Fotos: Direitos Reservados / RTP (Divulgação)
Dinarte Freitas destaca também a importância desta aposta da RTP que, na sua opinião “enriquece a diversidade da programação, com histórias que de certa forma educam, ensinam ou relembram os portugueses de tempos idos e outras que mostram e revelam um Portugal tão rico em cultura, história, tradições e paisagens deslumbrantes”, dando os exemplos de O Atentado, Conta-me Como Foi, Terra Nova ou 1986. Da mesma opinião é João Craveiro, que acredita que estas séries “no futuro vão ter grande importância”, não só “pela qualidade crescente mas também pela diferença em relação á equação da novela”.

“Trata se de um argumento de Moita Flores, extremamente conhecedor da época e de todo o processo, assim como das implicações jurídicas e políticas. Talvez resida aí a diferença entre esta série e outras sobre a mesma época, uma vez que O Atentado procura radiografar esse momento preciso do atentado e das suas repercussões no regime do Estado Novo na sociedade portuguesa”, acredita ainda Adriano Carvalho. 
 
"A série é assinada pela realização do Jorge Paixão da Costa, com fotografia de José António Loureiro, produzida pela Coral Europa e interpretada por um grande elenco de mais de 60 atores”, destaca Tomás Alves.
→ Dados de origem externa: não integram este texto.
PR #2572, opened 2019-07-15
Support multiple SC responder keys per port

uwiger:
See [PT #167194534](https://www.pivotaltracker.com/story/show/167194534)

Note: at initial push, there are no test cases testing multiple responder keys listening on the same port. Nor are there tests for the logic that is supposed to kick in if an accept times out.

### DIFF
--- a/apps/aechannel/src/aesc_listeners.erl
+++ b/apps/aechannel/src/aesc_listeners.erl
@@ -232,5 +232,5 @@ get_lsock_info(Items, I, St) when is_list(Items) ->
               get_lsock_info(Item, Acc, St)
       end, I, Items);
 get_lsock_info(all, I, St) ->
-    get_lsock_info([pids, responder], I, St).
+    get_lsock_info([pids, responders], I, St).
 
--- a/apps/aechannel/src/aesc_listeners.erl
+++ b/apps/aechannel/src/aesc_listeners.erl
@@ -22,13 +22,15 @@
         , record_fields/1]).
 
 -record(st, {
-              ports = new_tab(aesc_listeners_ports)
+              responders = new_tab(aesc_listeners_responders)
+            , ports = new_tab(aesc_listeners_ports)
             , socks = new_tab(aesc_listener_socks)
             , refs  = new_tab(aesc_listeners_refs)
             }).
--record(port, {key, responder, mref, lsock}).
+-record(resp, {key}).
+-record(port, {key, mref, lsock}).
 -record(sock, {key, port}).
--record(ref , {mref, port, lsock, pid}).
+-record(ref , {mref, port, lsock, responder, pid}).
 
 -define(SERVER, ?MODULE).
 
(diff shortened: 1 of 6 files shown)


apps/aechannel/src/aesc_listeners.erl
```diff
@@ -177,63 +191,41 @@ maybe_close_lsock(Port, LSock, #st{ ports = Ports, socks = Socks } = St) ->
...
 get_lsock_info(pids, #{port := Port} = I, #st{ ports = Ports }) ->
     I#{pids => list_pids(Ports, Port)};
-get_lsock_info(responder, #{port := Port} = I, #st{ ports = Ports }) ->
-    case db_lookup(Ports, {Port, 0}) of
-        [#port{responder = R}] ->
-            I#{responder => R};
-        [] ->
-            I
-    end;
+get_lsock_info(responders, #{port := Port} = I, #st{ responders = Resps }) ->
```
lucafavatella: Could you please review `responder` in the `all` clause below?

apps/aechannel/src/aesc_listeners.erl
```diff
@@ -103,18 +109,23 @@ handle_call({listen, Port, Responder, Opts}, {Pid,_Ref}, #st{ ports = Ports
                     {reply, {exception, Reason}, St}
             end
     end;
-handle_call({close, LSock}, {Pid,_Ref}, #st{ socks = Socks
+handle_call({close, LSock}, {Pid,_Ref}, #st{ responders = Resps
```
lucafavatella: Who calls `aesc_listeners:close/1`? Nobody? Shall this piece of API be deleted?

apps/aechannel/src/aesc_listeners.erl
lucafavatella: Shall that `all` piece of functionality be deleted?

apps/aechannel/src/aesc_session_noise.erl
```diff
@@ -211,10 +211,16 @@ accept_tcp(LSock, Port, R, AcceptTimeout) ->
         {ok, _} = Ok ->
```
lucafavatella: I see the line above (`gen_tcp:accept`) and the origin of the listening socket `LSock` mean that concurrent `gen_tcp:accept` may be called on the same listening socket. I read that [that is ok in recent OTP](https://github.com/erlang/otp/blob/OTP-20.1/lib/kernel/doc/src/gen_tcp.xml#L128-L133). So the implementation seem sound.

apps/aechannel/src/aesc_listeners.erl
uwiger: > Who calls `aesc_listeners:close/1`? Nobody? Shall this piece of API be deleted?

I'm undecided. It seems symmetric to have it. Ok if we keep it around for a while? It might come in handy.

apps/aechannel/src/aesc_listeners.erl
uwiger: Let's keen the `all` option available for now, e.g. for debugging purposes. But I've pushed a fix for the `responder -> responders` bug.

lucafavatella:
@uwiger I noticed a CI failure in this PR that though seems unrelated - I took the liberty of [tracking it](https://www.pivotaltracker.com/story/show/167317380).

uwiger:
Rebased on top of Dimitar's latest changes.
The `channel_open` and `channel_accept` protocol messages have been extended to include both pubkeys, to prevent mixups when pairing acceptors and responders. This is an off-chain protocol-breaking change.

Some test failures relating to GA occur when running tests locally. I've been unable to locate the cause tonight.

uwiger:
Superseded by #2578 (merged), so closing.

Para Luís Filipe Eusébio, esta é “uma série com um elenco forte e é importante na preservação da nossa memória coletiva, fundamental para a sociedade, nomeadamente para não cairmos em erros do passado – hoje mais do que nunca”. 

O Atentado conta ainda com nomes como Laura Dutra, Joaquim Nicolau, Gonçalo Botelho, Diogo Martins, João Paulo Sousa, António Pedro Cerdeira, Miguel Damião, Tiago Aldeia, Filipa Cardoso, Pedro Lacerda, José Pedro Vasconcelos e Filomena Gonçalves, entre muitos outros atores.